Summary: This paper addresses the Bayesian calibration of dynamic models with parametric and structural uncertainties, in particular where the uncertain parameters are unknown/poorly known spatio-temporally varying subsystem models. Independent stationary Gaussian processes with uncertain hyper-parameters describe uncertainties of the model structure and parameters, while Karhunen-Loeve expansion is adopted to spectrally represent these Gaussian processes. The Karhunen-Loeve expansion of a prior Gaussian process is projected on a generalized Polynomial Chaos basis, whereas intrusive Galerkin projection is utilized to calculate the associated coefficients of the simulator output. Bayesian inference is used to update the prior probability distribution of the generalized Polynomial Chaos basis, which along with the chaos expansion coefficients represent the posterior probability distribution.

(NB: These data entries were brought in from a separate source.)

PR #122, opened 2021-09-15
RATEST-232: Failure when validating the vital value of respiratory rate

kdaud:
Ticket [ID](https://issues.openmrs.org/browse/RATEST-232)

Description -> Failure when validating the vital value of respiratory rate

PR #126, opened 2021-09-15
RATEST-233: Make local instance have the same versions of modules as qa-refapp

kdaud:
Ticket [ID](https://issues.openmrs.org/browse/RATEST-233)

Description ->  Make local instance have the same versions of modules as qa-refapp


kdaud:
Note:
This PR can not pass Actions because of the bug that is being fixed in this [PR](https://github.com/openmrs/openmrs-contrib-qaframework/pull/122) which has not yet been merged into master. Either of these PRs can not pass Actions until one of them get merged.

PR #140, opened 2021-10-04
RATEST-244:Update chrome driver to  94.0.4606.71

sherrif10:
https://issues.openmrs.org/browse/RATEST-244

PR #144, opened 2021-10-07
Revert "RATEST-244:Update chrome driver to  94.0.4606.71"

dkayiwa:
Reverts openmrs/openmrs-contrib-qaframework#140


mozzy11:
hello @dkayiwa , did this upgrade cause any build failure some where ??
its what i currently use for the isante and OpenELIS qa-frameworks.
Anyways am not sure exactly about the chrome what Sharrif used ,but the upgrade would be fine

The proposed method is demonstrated for calibration of a simulator of quasi-one-dimensional flow through a divergent nozzle with uncertain nozzle area profile. The posterior distribution of the nozzle area profile and the hyper-parameters obtained using the proposed method are found to match closely with the direct Markov Chain Monte Carlo-based implementation of the Bayesian framework. Efficacy of the proposed method is demonstrated for various choices of prior. Posterior hyper-parameters of the model structural uncertainty are shown to quantify acceptability of the simulator model.

MSC:

62F15 Bayesian inference
60G15 Gaussian processes
65C20 Probabilistic models, generic numerical methods in probability and statistics
33C45 Orthogonal polynomials and functions of hypergeometric type (Jacobi, Laguerre, Hermite, Askey scheme, etc.)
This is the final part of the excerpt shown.